#### Aim of the exercise
Find each line of the material below in which the word "still" occurs, and return it.

#### Dataset records
PR #5071, opened 2026-05-27
cleanup: moved kprobe and uprobe validation to k8s x-validation markers.

FedeDP:
### Description

Move to use k8s x-validation where possible.
The only field we can pre-validate are:
* kprobe `Return==true` -> requires `returnArg`
* uprobe `Return==true` -> requires `returnArg`
* uprobe -> at most one between `addrs,symbols,offsets`

### Changelog

```release-note
cleanup: moved kprobe and uprobe validation to k8s x-validation markers.
```

### DIFF
--- a/pkg/crdutils/crdutils_test.go
+++ b/pkg/crdutils/crdutils_test.go
@@ -202,6 +202,9 @@ spec:
       type: "string"
     - index: 4
       type: "skb"
+    returnArg:
+      index: 0
+      type: "int"
   - call: "another_func"
     return: false
     syscall: false
@@ -289,6 +292,10 @@ var expectedData = GenericTracingPolicy{
 						Index: 4,
 						Type:  "skb",
 					},
+				},
+				ReturnArg: &v1alpha1.KProbeArg{
+					Index: 0,
+					Type:  "int",
 				},
 			},
 			{
--- a/pkg/k8s/apis/cilium.io/v1alpha1/types.go
+++ b/pkg/k8s/apis/cilium.io/v1alpha1/types.go
@@ -29,6 +29,7 @@ type KprobeIgnore struct {
 	CallNotFound bool `json:"callNotFound,omitempty"`
 }
 
+// +kubebuilder:validation:XValidation:rule="!self.return || has(self.returnArg)",message="ReturnArg not specified with Return=true."
 type KProbeSpec struct {
 	// Name of the function to apply the kprobe spec to.
 	Call string `json:"call"`
@@ -364,6 +365,8 @@ type TracepointSpec struct {
 	Raw bool `json:"raw,omitempty"`
 }
 
+// +kubebuilder:validation:XValidation:rule="!(has(self.symbols) && has(self.addrs)) && !(has(self.symbols) && has(self.offsets)) && !(has(self.addrs) && has(self.offsets))",message="uprobe needs at most one of symbols, addrs or offsets defined"
+// +kubebuilder:validation:XValidation:rule="!self.return || has(self.returnArg)",message="ReturnArg not specified with Return=true."
 type UProbeSpec struct {
 	// Name of the traced binary
 	Path string `json:"path"`
--- a/pkg/tracingpolicy/k8s_xvalidation_test.go
+++ b/pkg/tracingpolicy/k8s_xvalidation_test.go
@@ -1,0 +1,83 @@
+//go:build !nok8s
+
+package tracingpolicy
+
+import (
+	"testing"
+
+	"github.com/stretchr/testify/require"
+)
+
+func TestKprobeValidationReturnWithoutArg(t *testing.T) {
+	// missing returnArg while having return: true
+	crd := `
+apiVersion: cilium.io/v1alpha1
+kind: TracingPolicy
+metadata:
+  name: "missing-returnarg"
+spec:
+  kprobes:
+  - call: "sys_openat"
+    return: true
+    syscall: true
+`
+	_, err := FromYAML(crd)
+	require.Error(t, err)
+}
+
+func testUprobeValidationSymbolsAddrsOffsets(t *testing.T, withSymbol, withAdrr, withOff bool) {
+	crd := `
+apiVersion: cilium.io/v1alpha1
+kind: TracingPolicy
+metadata:
+  name: "uprobe"
+spec:
+  uprobes:
+  - path: "/usr/bin/test"`
+	if withSymbol {
+		crd += "    symbols: [\"test_3\"]\n"
+	}
+	if withAdrr {
+		crd += "    addrs: [0x985256]\n"
+	}
+	if withOff {
+		crd += "    offsets: [0x9156366]\n"
+	}
+
+	_, err := FromYAML(crd)
+	require.Error(t, err)
+}
+
+func TestUprobeValidationSymbolsAddrsOffsets(t *testing.T) {
+	testUprobeValidationSymbolsAddrsOffsets(t, true, true, true)
+}
+
+func TestUprobeValidationSymbolsAddrs(t *testing.T) {
+	testUprobeValidationSymbolsAddrsOffsets(t, true, true, false)
+}
+
+func TestUprobeValidationSymbolsOffsets(t *testing.T) {
+	testUprobeValidationSymbolsAddrsOffsets(t, true, false, true)
+}
+
+func TestUprobeValidationAddrsOffsets(t *testing.T) {
+	testUprobeValidationSymbolsAddrsOffsets(t, false, true, true)
+}
+
+func TestUprobeValidationReturnWithoutArg(t *testing.T) {
+	crd := `
+apiVersion: cilium.io/v1alpha1
+kind: TracingPolicy
+metadata:
+  name: "uprobe"
+spec:
+  uprobes:
+  - path: "/usr/bin/test"
+    symbols:
+    - "test_3"
+    return: true
+`
+
+	_, err := FromYAML(crd)
+	require.Error(t, err)
+}
--- a/install/kubernetes/tetragon/crds-yaml/cilium.io_tracingpolicies.yaml
+++ b/install/kubernetes/tetragon/crds-yaml/cilium.io_tracingpolicies.yaml
@@ -1332,6 +1332,9 @@ spec:
                   required:
                   - call
                   type: object
+                  x-kubernetes-validations:
+                  - message: ReturnArg not specified with Return=true.
+                    rule: '!self.return || has(self.returnArg)'
                 type: array
               hostSelector:
                 description: |-
@@ -2611,6 +2614,9 @@ spec:
                   required:
                   - call
                   type: object
+                  x-kubernetes-validations:
+                  - message: ReturnArg not specified with Return=true.
+                    rule: '!self.return || has(self.returnArg)'
                 type: array
               lists:
                 description: A list of list specs.
@@ -6687,6 +6693,13 @@ spec:
                   required:
                   - path
                   type: object
+                  x-kubernetes-validations:
+                  - message: uprobe needs at most one of symbols, addrs or offsets
+                      defined
+                    rule: '!(has(self.symbols) && has(self.addrs)) && !(has(self.symbols)
+                      && has(self.offsets)) && !(has(self.addrs) && has(self.offsets))'
+                  - message: ReturnArg not specified with Return=true.
+                    rule: '!self.return || has(self.returnArg)'
                 type: array
               usdts:
                 description: A list of usdt specs.
--- a/install/kubernetes/tetragon/crds-yaml/cilium.io_tracingpoliciesnamespaced.yaml
+++ b/install/kubernetes/tetragon/crds-yaml/cilium.io_tracingpoliciesnamespaced.yaml
@@ -1332,6 +1332,9 @@ spec:
                   required:
                   - call
                   type: object
+                  x-kubernetes-validations:
+                  - message: ReturnArg not specified with Return=true.
+                    rule: '!self.return || has(self.returnArg)'
                 type: array
               hostSelector:
                 description: |-
@@ -2611,6 +2614,9 @@ spec:
                   required:
                   - call
                   type: object
+                  x-kubernetes-validations:
+                  - message: ReturnArg not specified with Return=true.
+                    rule: '!self.return || has(self.returnArg)'
                 type: array
               lists:
                 description: A list of list specs.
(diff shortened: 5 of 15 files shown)


mtardy:
just noting: it's a very good idea now that we know it's supported properly

FedeDP:
I am still trying to understand why CI is failing on my PRs :/ Anyway, this is ready for review now.

sayboras:
> I am still trying to understand why CI is failing on my PRs :/ Anyway, this is ready for review now.

Probably due to the below error

```
level=error msg="Unable to Register CRDs" subsys=crd error="failed to create TracingPolicy/v1alpha1: CustomResourceDefinition.apiextensions.k8s.io \"tracingpolicies.cilium.io\" is invalid: spec.validation.openAPIV3Schema.properties[spec].properties[uprobes].items.x-kubernetes-validations[1].rule: Forbidden: estimated rule cost exceeds budget by factor of 1.6x (try simplifying the rule, or adding maxItems, maxProperties, and maxLength where arrays, maps, and strings are declared)\nfailed to create TracingPolicyNamespaced/v1alpha1: CustomResourceDefinition.apiextensions.k8s.io \"tracingpoliciesnamespaced.cilium.io\" is invalid: spec.validation.openAPIV3Schema.properties[spec].properties[uprobes].items.x-kubernetes-validations[1].rule: Forbidden: estimated rule cost exceeds budget by factor of 1.6x (try simplifying the rule, or adding maxItems, maxProperties, and maxLength where arrays, maps, and strings are declared)"
...
```

pkg/k8s/apis/cilium.io/v1alpha1/types.go
```diff
@@ -364,6 +365,8 @@ type TracepointSpec struct {
 	Raw bool `json:"raw,omitempty"`
 }
 
+// +kubebuilder:validation:AtMostOneOf=symbols;addrs;offsets
+// +kubebuilder:validation:XValidation:rule="!self.return || has(self.returnArg)",message="ReturnArg not specified with Return=true."
```
sayboras, line 369: this might cause complexity issue

```
level=error msg="Unable to Register CRDs" subsys=crd error="failed to create TracingPolicy/v1alpha1: CustomResourceDefinition.apiextensions.k8s.io \"tracingpolicies.cilium.io\" is invalid: spec.validation.openAPIV3Schema.properties[spec].properties[uprobes].items.x-kubernetes-validations[1].rule: Forbidden: estimated rule cost exceeds budget by factor of 1.6x
```

FedeDP: Uh great catch! Can you point me to this CI failure? I cannot find this log line in the CI :/

sayboras: ah I faced similar issue before in cilium, so just run `make kind-setup` locally from this branch and check the logs.

CI might not have previous log captured.

FedeDP: Oh thanks! I have a path forward at least now :heart:

FedeDP: The one breaking the complexity is:
```
// +kubebuilder:validation:AtMostOneOf=symbols;addrs;offsets
type UProbeSpec struct {
```

Adding `// +kubebuilder:validation:MaxItems=16` on `symbols`, `addrs` and `offsets` does not help either :/
I will probably drop that check from kubebuilder and restore the old one in genericuprobe.

sayboras: or give it a try with something like below instead ? 

```
// +kubebuilder:validation:XValidation:rule="!(has(self.symbols) && has(self.addrs)) && !(has(self.symbols) && has(self.offsets)) && !(has(self.addrs) && has(self.offsets))",message="uprobe needs at most one of symbols, addrs or offsets"
```

FedeDP: Yay using it plain like you suggested (getting rid `AtMostOneOf`) works fine! Thanks!

FedeDP: I discovered that the issue was due to the `AtMostOneOf` validation on `TracingPolicySpec` type that then gets expanded to the x-validation for `UProbeSpec` and gets too complex.
Another fix would've been to add a `MaxItems` on `TracingPolicySpec.{kprobes,uprobes,...}` fields, but your solution is fine and we don't have to add any limit.

pkg/sensors/tracing/generickprobe.go
```diff
@@ -878,9 +878,7 @@ func addKprobe(funcName string, instance int, f *v1alpha1.KProbeSpec, in *addKpr
 	// instructs the BPF kretprobe program which type of copy to use. And
 	// argReturnPrinters tell golang printer piece how to print the event.
 	if f.Return {
-		if f.ReturnArg == nil {
-			return errFn(errors.New("ReturnArg not specified with Return=true"))
-		}
+		// ReturnArg != nil is specified from crd validation (see TestUprobeValidationReturnWithoutArg())
```
sayboras: we might need to keep this check, mainly for nok8s build

pkg/sensors/tracing/genericuprobe.go
```diff
@@ -746,9 +730,7 @@ func addUprobe(spec *v1alpha1.UProbeSpec, ids []idtable.EntryID, in *addUprobeIn
 	// instructs the BPF uretprobe program which type of copy to use. And
 	// argReturnPrinters tell golang printer piece how to print the event.
 	if spec.Return {
-		if spec.ReturnArg == nil {
-			return nil, errors.New("ReturnArg not specified with Return=true")
-		}
+		// ReturnArg != nil is specified from crd validation (see TestUprobeValidationReturnWithoutArg())
```
sayboras: same as above

sayboras (commented):
probably need to double check the code path for nok8s if we need to keep some of the checks

pkg/sensors/tracing/generickprobe.go
FedeDP: oh right, that's quite a problem with leveraging k8s validation :/ didn't think about that.
@mtardy wdyt? I'd close this one; if we have to repeat the check in both code and x-validation, it makes no sense.

kkourt: Let's keep both.

For k8s, it's very helpful to have the validation checks because they happen before the policy reaches the agent (at the API server), which is much more convenient for the end user.

pkg/sensors/tracing/policyhandler_linux.go
```diff
@@ -143,28 +142,6 @@ func (h policyHandler) PolicyHandler(
...
-	}
-	if len(spec.Usdts) > 0 {
-		sections++
-	}
-	if len(spec.Fentries) > 0 {
-		sections++
-	}
-	if sections > 1 {
-		return nil, errors.New("tracing policies with multiple sections of kprobes, tracepoints, lsm hooks, uprobes or usdts are currently not supported")
-	}
```
kkourt, line 168: As an aside, having policies with only one section was due to some issues with maps in the past. I believe these issues should have been fixed now, so we could add some tests and remove this limitation.

@olsajiri Am I missing something?

pkg/sensors/tracing/generickprobe.go
FedeDP: Makes sense @kkourt , let me update the PR.

pkg/sensors/tracing/policyhandler_linux.go
FedeDP: Side question: do we want to support tracing policies without at least one of `{kprobes,tracepoints,uprobes,lsm,usdts,fentries}`? I don't think that makes sense.
Today we just return `nil,nil` : https://github.com/cilium/tetragon/blob/main/pkg/sensors/tracing/policyhandler_linux.go#L225

I'd expect it to throw an error in that specific case.

kkourt: For some cases (e.g., when templating) it might be useful to support "empty" policies.

FedeDP: I see, thanks for the clarification!

pkg/sensors/tracing/generickprobe.go
mtardy: Yeah I agree that x-validation is useful indeed in a k8s context anyway! That's a bit annoying that we now again have to do both while we did everything to support it on standalone to simplify it...

pkg/crdutils/crdutils_test.go
```diff
@@ -189,7 +189,7 @@ metadata:
 spec:
   kprobes:
   - call: "example_func"
-    return: true
+    return: true
```
mtardy: nit: whitespace change

pkg/sensors/tracing/policyhandler_linux.go
mtardy: I'd put these changes into a separate commit

pkg/k8s/apis/cilium.io/v1alpha1/types.go
mtardy: might be interesting to see if we don't introduce too much CEL complexity by doing this, maybe we should measure it? We don't want the k8s API to struggle on validating our CRD or our own agent.

mtardy (commented):
agree with the rest of the feedback here. I'd maybe split this into:
- new x-validation in the CRDs + generation
- changes in non valid policies in tests
- changes in the runtime checks
- changes about the policies main sections? (maybe group the last two)

pkg/sensors/tracing/policyhandler_linux.go
FedeDP: Sure :)

pkg/k8s/apis/cilium.io/v1alpha1/types.go
FedeDP: Do you have any idea about how to measure it?
Btw if we get rid of the `AtMostOneOf` (as suggested by @kkourt ) we should be good to go.

pkg/sensors/tracing/policyhandler_linux.go
FedeDP: > As an aside, having policies with only one section was due to some issues with maps in the past. I believe these issues should have been fixed now, so we could add some tests and remove this limitation.

So, changing this, requires updating `PolicyHandler` signature to:
```
func (h policyHandler) PolicyHandler(
	policy tracingpolicy.TracingPolicy,
	policyID policyfilter.PolicyID,
) ([]sensors.SensorIface, error) {
```
, and that means updating `type policyHandler interface` too (and touching all policyHandler implementations).
I am not sure whether we want to do that in the context of this PR.
WDYT?

FedeDP: (i got the commit ready in any case; just let me know if you want it pushed as part of this PR or in a new one)

kkourt: I would handle this in another PR.

> So, changing this, requires updating PolicyHandler signature [...]

Why? Can't we install multiple handlers? That is, one per section?

FedeDP: Then this PR is ready! :)

> Why? Can't we install multiple handlers? That is, one per section?

Mmh what do you mean?
Today, `PolicyHandler` takes a `TracingPolicy` and returns a single `SensorIface`. With my patch, that would return a `[]SensorIface`. I think it makes sense since a single tracing policy is now going to build multiple sensors (one for each section).

kkourt: I mean that we don't have to change the interface. We can instead register multiple policyHandlers: one for kprobes, one for tracepoints, and so on so forth.

FedeDP: Oh i see, that seems a better approach indeed. I'll dig into it!

FedeDP: Here is the PR: https://github.com/cilium/tetragon/pull/5184

pkg/sensors/tracing/uprobe_validation_test.go
```diff
@@ -42,3 +44,62 @@ spec:
...
+  uprobes:
+  - path: "` + uprobe + `"
+    symbols:
+    - "test_3"
+    return: true
+`
+
+	_, err := tracingpolicy.FromYAML(crd)
+	require.Error(t, err)
+}
```
mtardy: I think the fact that your added tests are not calling anything from pkg/sensors/tracing but mostly `tracingpolicy` showcases that.

mtardy (commented):
overall lgtm, just one last thing: maybe would be worth testing all those validations you added to make sure they do what we want?

btw we use the validation tests from the sensor because we have the runtime validations here but would be maybe better to put the validation with the code that is running the CRDs CEL checks (the FromYAML)? maybe in https://github.com/cilium/tetragon/tree/main/pkg/tracingpolicy

kkourt (approved):
LGTM, thanks!

pkg/sensors/tracing/uprobe_validation_test.go
FedeDP: You are right, moved under `pkg/tracingpolicy`. Also, only test them on !nok8s builds :)

pkg/tracingpolicy/k8s_xvalidation_test.go
```diff
@@ -0,0 +1,85 @@
...
+
+package tracingpolicy
+
+import (
+	"testing"
+
+	"github.com/stretchr/testify/require"
+)
+
+// In this file we test k8s API x-validation.
```
mtardy: sorry a nit, for next PR: but I'll try to avoid unnecessary comment: this is already the name of the file.

mtardy (approved):
lgtm! thanks, only some CI failure to fix, not sure why but should be good to go eventually :)

pkg/tracingpolicy/k8s_xvalidation_test.go
FedeDP: Yes fixed haha thanks!

FedeDP:
> lgtm! thanks, only some CI failure to fix, not sure why but should be good to go eventually :)

yes the problem is that `checkCrd()` used by `kprobe_validation_test` is going to fail at 
```
tp, err := tracingpolicy.FromYAML(crd)
```
in k8s builds.

I now added a `build.K8sEnabled()` check and fixed `TestKprobeValidationMissingReturnArg` consequently.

#### Answer below
I am still trying to understand why CI is failing on my PRs :/ Anyway, this is ready for review now.
> I am still trying to understand why CI is failing on my PRs :/ Anyway, this is ready for review now.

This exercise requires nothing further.